False (unless you're splitting hairs).
// If you remove the line after the next or refactor this code, we will // flay the living flesh from your bones $db->write("$IP visited this page, yay") $db->check_if_stuff_is_over_a_day_old_and_deal_with_it(); // If you remove the above line or refactor this code, we will flay the // living flesh from your bones
Okay, but that's true only as long as (a) the stats factor is in the thousands,
No, it's true as long as it's above one. Even if it's just two, someone making two page views would have a 75% chance of getting one hit through, instead of a 50% chance: a major difference.
(2) nobody's trying to deliberately skew the results.
If anybody is, we're screwed anyway if we're doing sampling.
But also, it only *matters* if you're trying to keep (not discard) the extra hits, i.e. if you do want to say something like "M people viewed it N times" as opposed to "M people viewed it at least once".
Um, this entire discussion is about the latter.
If you're interested in discarding redundant hits, it obviously doesn't matter whether the browser or the server does it.
Except that the server can't do it.
On 8/30/06, Gregory Maxwell gmaxwell@gmail.com wrote:
H(secret + ip) can only be inverted by exhaustive search of both the secret and the IP (or the secret if you happen to have some known H(), IP pairs)... and the secret can be much longer than 32 bits.
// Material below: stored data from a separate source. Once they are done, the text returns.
PR #3860, opened 2026-07-07
[Quora Conversions API] - new cloud-mode destination

mdkhan-tw:
Adds a new **cloud-mode** destination for the **Quora Conversions API**, allowing customers to send server-side conversion events to Quora for ad attribution and optimization.

The destination exposes a single `trackConversion` action that supports all 10 standard Quora conversion types. A shared `sendEvents(request, settings, items, isBatch)` builder backs both `perform` (single) and `performBatch` (batch), branching only where the request body and response handling genuinely differ.

**Highlights**
- **Auth:** custom Bearer token (`Authorization: Bearer <api_token>`) + numeric `account_id`. `testAuthentication` is a presence check — Quora exposes no auth-verification endpoint, and a live probe would create a test conversion.
- **Single** (`POST /ads/v0/conversion`) posts a flat `{ user, device, conversion, account_id }` body.
- **Batch** (`POST /ads/v0/conversions`, up to 1000 events) posts `{ account_id, data: [ { user, device, conversion } ] }` with `account_id` hoisted to the root. Returns an HTTP 200 **multi-status** body which is interrogated per-`index` and mapped into a `MultiStatusResponse`.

Except that presumably anyone with access to the actual encoded IPs will have access to the secret as well, yes? Or are we talking about letting *anyone* see the encoded IP-pageview correlations? In which case, that is kind of a privacy violation, in the AOL style.
(You could always change the secret, of course . . . first check if H(secret(1) + ip) exists, and if it does, use H(secret(2) + ip) instead if that doesn't exist, and so forth . . . but then there's no point in making it public, and we're back to the "anyone who knows the encoded IPs knows the secret anyway" thing.)